Après une semaine passée dans un tout petit village (Kostunici) au fin fond de la Serbie sans réseau internet et téléphonique, je suis de retour sur la toile d’araignée.

Donc faisons le point sur ces derniers jours.
Nous étions logés dans un « ethno-complex », c’est-à-dire dans un complexe de petites maisons et de salles d’activités et de conférences entièrement construites en bois, genre petits chalets dispersés dans un grand espace vert. Le concept est attirant pour les protecteurs de l’environnement et les « écolos », mais à part les façades de bois, rien d’écologique…ni le moyen de chauffage, ni le recyclage des déchets, ni le gaspillage de papier, etc…Ceci dit, la Serbie est l’un des pays des Balkans me semble-t-il le plus propre et le plus sensibilisé à la protection de l’environnement.

J’ai participé à un Training Course PBA l’abréviation de « Partnership Building Activities » soit en français « activités pour construire un réseau de partenariats ». Nous étions environ une trentaine de participants de 18 à 60 ans, représentant différents pays (Roumanie, Serbie, Macédoine, Monténegro, Bulgarie, Royaume Uni, Italie, Bosnie-Herzégovine, et Allemagne). La France était « absente » dans la mesure où en tant que volontaire macédonienne, mon travail était de représenter mon organisation de Macédoine. Durant ce training, j’ai appris à remplir les formalités administratives qui permettent de réaliser des échanges internationaux de jeunes dans le cadre du Programme « Jeunesse en Action » de l’Union Européenne. C’est grâce à ce genre de training que sont mis en place des partenariats entre pays et que sont crées dans les grandes lignes, les différents échanges qui auront lieu 6 mois ou un an après. A la fin de cette semaine, 5 projets d’échange de jeunes et de training course sont donc nés, avec des thèmes et des objectifs aussi divers les uns que les autres : management des conflits interculturels, création de titres musicaux accompagnés de clips vidéo, écologie des 3 R « Reduce, recycle, Reuse », en français « Réduction, recyclage et réutilisation », trafic de femmes et prostitution, et « Reflexion sur la manière dont les jeunes occupent leur temps libres aujourd’hui ».
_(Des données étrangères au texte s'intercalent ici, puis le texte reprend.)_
PR #957, opened 2017-01-30
db_mysql: Let the database convert the timestamp

zecke:
Instead of using the time2str routines that go through timezone
conversion in kamailio, let MySQL do it. This helps with the
sipcapture module in case the system time is CET but the database
is operated in UTC. In these cases the micro_ts and date columns
would be offseted by the timezone difference and look-ups fail
to work.

### DIFF
--- a/src/modules/db_mysql/db_mysql.c
+++ b/src/modules/db_mysql/db_mysql.c
@@ -41,6 +41,7 @@ unsigned int my_connect_to = 2; /* 2 s by default */
 unsigned int my_send_to = 0; /*  enabled only for mysql >= 5.25  */
 unsigned int my_recv_to = 0; /* enabled only for mysql >= 5.25 */
 unsigned int my_retries = 1;    /* Number of retries when command fails */
+unsigned int my_server_timezone = 0; /* Use FROM_UNIXTIME() for date conversion */
 
 unsigned long my_client_ver = 0;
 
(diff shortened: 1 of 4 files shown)


zecke:
@adubovikov

adubovikov:
for me it's ok
@miconda  ?

miconda:
I think this can be added only as a modparam and disabled by default, because it can break the other modules that expect to store the server timestamp, like usrloc (location table), acc, msilo.

adubovikov:
@miconda you are right,  

https://github.com/kamailio/kamailio/blob/master/src/lib/srdb1/db_ut.c#L211-L237

db_str2time expects the "original timestamp" in the kamailio's timezone. 

@zecke can you please make it configurable ?

zecke:
Made it configurable but I have not tested/inserted data in a production system yet. So please wait for a second. I tried to update the documentation with the new parameter as well.

zecke:
Okay it seems to work (on and off) of that setting. Used hepgen.js to send some data and had a breakpoint in the code in km_val.c and it was triggered (or wasn't depending on the global setting). _s also looked sane.

juha-h:
Holger Freyther writes:

> Made it configurable but I have not tested/inserted data in a
> production system yet. So please wait for a second. I tried to update
> the documentation with the new parameter as well.

Are we in frozen state with no new features to trunk?

-- Juha

miconda:
@juha-h -- this seems to fix an issue when kamailio server (for sip routing) is different than kamailio server (for sipcapture). Overall is no change in the default behaviour, just a switch to choose the preferred date/time handling. It will be merged in master branch as the branch 5.0 was already created. But I will consider it for backporting if it looks clean and simple.

zecke:
Thank you.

Nous avons également eu une soirée serbe, avec costumes folkloriques, musique, plats, boissons et chants traditionnels.
L’occasion aussi de visiter Belgrade. J’ai eu la même sensation là-bas qu’à Pragues…Une atmosphère très particulière, capitale très vivante, très belle, où règne une sensation de liberté.

Belgrade est caractérisée par un mélange d’architecture du bloc soviétique et des immeubles récents très haut en vitre teinté…L’impression vraiment que deux époques continuent d’exister côte à côte. Par contree j’ai vraiment été surprise, car je m’attendais à voir une ù les traces de ville beaucoup plus marquée par la guerre qu’elle ne l’est en réalité. Contrairement à Sarajevo où les traces de la guerre sont encore prégnantes, Belgrade est quasiment intacte !! Seuls deux bâtiments sont en ruine. Bien loin, donc, de l’image que j’avais à travers mes souvenirs d’adolescente et des informations données à l’époque de la chute de l’URSS (1991) ou ensuite de la guerre du Kosovo (1999).

J’ai bien évidemment demandé pourquoi. Réponse, Belgrade n’a jamais été bombardé. Les deux bâtiments effondrés sont en fait des locaux occupés par l’armée, donc stratégiquement visés.